Among the entries below, find every line that has "import" and pull it out.

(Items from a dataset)
_ _ _ _ _

PR #3562, opened 2022-05-26
Improve BasicTemplate type hints

MarcSkovMadsen:
Fixes issues like below

image

### DIFF
--- a/panel/io/callbacks.py
+++ b/panel/io/callbacks.py
@@ -9,11 +9,9 @@ import time
 
 import param
 
-from bokeh.io import curdoc as _curdoc
-
 from ..util import edit_readonly, function_name
 from .logging import LOG_PERIODIC_END, LOG_PERIODIC_START
-from .state import state
+from .state import curdoc_locked, state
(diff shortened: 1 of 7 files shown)


MarcSkovMadsen:
I don't know how you got type hints in using `| ` @philippjfr ? These will fail when running on Python < 3.10 I believe.

image

philippjfr:
The union operator is compatible with `from __future__ import annotations` in older versions of python. You just can't express type aliases that way.

MarcSkovMadsen:
> Thanks. Does it mean I should refactor this one to annotate using `Path | str | List[Path| str]` instead of `Union[Path, str, List[Union[Path, str]]` and add `from __future__ import annotations` @philippjfr ?

I can see from https://github.com/holoviz/panel/pull/3560#discussion_r882431205 that it does. I will update.

philippjfr:
Perfect, thanks!

philippjfr:
Finished typing `template/base.py` in this PR.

_ _ _ _ _

## Output of the task
@@ -9,11 +9,9 @@ import time
 import param
-from bokeh.io import curdoc as _curdoc
 from ..util import edit_readonly, function_name
 from .logging import LOG_PERIODIC_END, LOG_PERIODIC_START
-from .state import state
+from .state import curdoc_locked, state
The union operator is compatible with `from __future__ import annotations` in older versions of python. You just can't express type aliases that way.
> Thanks. Does it mean I should refactor this one to annotate using `Path | str | List[Path| str]` instead of `Union[Path, str, List[Union[Path, str]]` and add `from __future__ import annotations` @philippjfr ?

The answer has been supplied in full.